Pure maths, physics, logic (braingames.ru): non-trade-related brain games - page 83

 
Mischek:
Yes, and the train cars should be connected by springs, what an economy. It's a waste of time.

There will be no economy - less force means less acceleration of the whole system, which means the train will go slower.

 
MetaDriver:
Well, if all you had to do was move them, then yeah. :)
don't tell anyone, don't (c))
 
MetaDriver:

Well, well.

Imagine a couple hundred small weights of 1 kg connected by springs. A good kick in the end of this pyramid will easily knock it down from start to finish.

Wobbly, of course.

It is unlikely that just a "good kick" will be enough for one 200 kg weight.

You'll get in a lot of trouble with the kicker, MD. Friction has to be taken into account anyway. Each successive shift will be weaker due to energy dissipation due to friction.
 
Hooke's "necessary distance" still rules.
 
alsu:
The concept of "coefficient of friction of rest" does not exist in school problems at all, because the force of friction of rest depends on the applied force (and is equal to it), and not on the weight of the body, in relation to which the coefficient is calculated at all.
Are you sure? Try looking on the web for problems related to the calculation of the required force in a bolted joint (two plates with a bolted joint).
 
MetaDriver:
And yet it's the Hooke's "necessary distance" that rules.

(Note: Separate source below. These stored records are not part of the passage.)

PR #739, opened 2024-06-15
W-16007932  Update regex to match two or three digit numbers between "." in versions

marinasasso:
[W-16007932] This change will make the version regex in cleanTitle() and isVersion() match versions up to 999 in the second and third places.
Currently having a two digit version in the last place causes the regex to not work as expected, for example:
API Manager version: 2.4.30


cheungaryk:
Thanks Marina. I used your PR as the base and submitted and merged #741 (sorry I originally thought you closed this PR, so I started a new one)

PR #189, opened 2016-11-16
Ensure PinCode input loses focus when it is disabled

MikaelAmborn:
This is to make sure the keyboard on iOS gets hidden when to input field
gets disabled.


MikaelAmborn:
Duplicate of #188

PR #190, opened 2016-11-16
Separate error state from error message in CodePrompt

cskeppstedt:
We have a use case in the Authentication UI to show an error message, but the input should not be in the error state. This was our take on how to accomplish that.


Nevon:
How about defaulting `error` to true if there is an `errorMessage`? It seems to me that showing an error message without being in an error state is a corner case, so maybe it makes sense to have to be explicit about the fact that it should not be in an error state?

cskeppstedt:
@Nevon in case `error` is undefined you mean? That could make sense.

Nevon:
Yes, exactly.

cskeppstedt:
@Nevon funky fresh 27946e1

Nevon:
LGTM!

PR #191, opened 2016-11-16
Include the for label for the radio, only when not disabled

farfalena:


Nevon:
Given the premise that a disabled radio button doesn't have an input element, this looks fine, but just for my own understanding, why is there no input element when it's disabled? Seems like there should be a disabled input element in that case, but maybe I'm missing something.

xaviervia:
@Nevon when I originally removed the input it seemed like a very safe way of disabling interaction with the disabled options. I didn't check if the `disabled` state in an input of type `radio` affects that input alone or the whole radio input set. I guess we can check that. 

I am not sure if this changes this PR in any way though, considering that removing the `for` attribute is probably a good idea even if we add back the input as disabled. Should we make other issue for it?

Nevon:
`disabled` on an input certainly only affects the input that it is applied to, not the entire set (https://jsfiddle.net/4tuvq2yp/), but sure, I'll create a separate issue for that.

Nothing can be done here, we can talk about friction only after the body has moved a decent distance, until then, strictly speaking, there is no friction at all, the box just rests against the jagged surface
 
Mathemat:
You'll get tired of the kicking, MD. Friction still has to be taken into account. Each successive displacement will be weaker due to the dissipation of energy by friction.

I'll call you. If it's just the two of us, that'll be enough. But we won't kick 200 kg at once.

// Without calculations, it's just a matter of intuition.

--

Where the hell did Hooke go? I'm no friend of him, but I'm still against him!

 
joo:
Are you sure? Try looking on the web for problems relating to the calculation of the required force in a bolted joint.
The school problems do not take into account that the maximum resting friction force is greater than the sliding friction, so it is simplistically assumed that these coefficients are equal and the first one is not entered at all.
 
Man, I wondered where people had gone from the four. Everyone's been here all day.
 
alsu:

For the second box to move, the spring has to pull it with a force k*M*g. On the other hand, the same force is equal to u*X, where u is the coefficient from Hooke's law (spring stiffness), and X is the distance the first box travelled. Note that throughout this distance it was subjected to friction force k*m*g and force F external to the system. Their total work is equal to (F-k*m*g)*X. The spring tension force is internal to the system and moreover potential (not dissipative), so all its work flows into the potential energy of spring tension. At the moment of detachment this energy according to our conditions is equal to u*(X^2)/2.

So, minimum force F can be obtained from the condition that the total work of external forces must be equal to the potential energy accumulated inside the system. We obtain a system of equations:

k*M*g = u*X

(F-k*m*g)*X = u*(X^2)/2

Let's substitute u*X from the first equation into the second one and after reducing X we get F = k*(m+M/2)*g.

Yes, formally there is no error. But who says that only the big box will be touched? The small one will get it too, the spring doesn't give a shit where to act...

P.S. It seems to be a forum virus like the plane problem.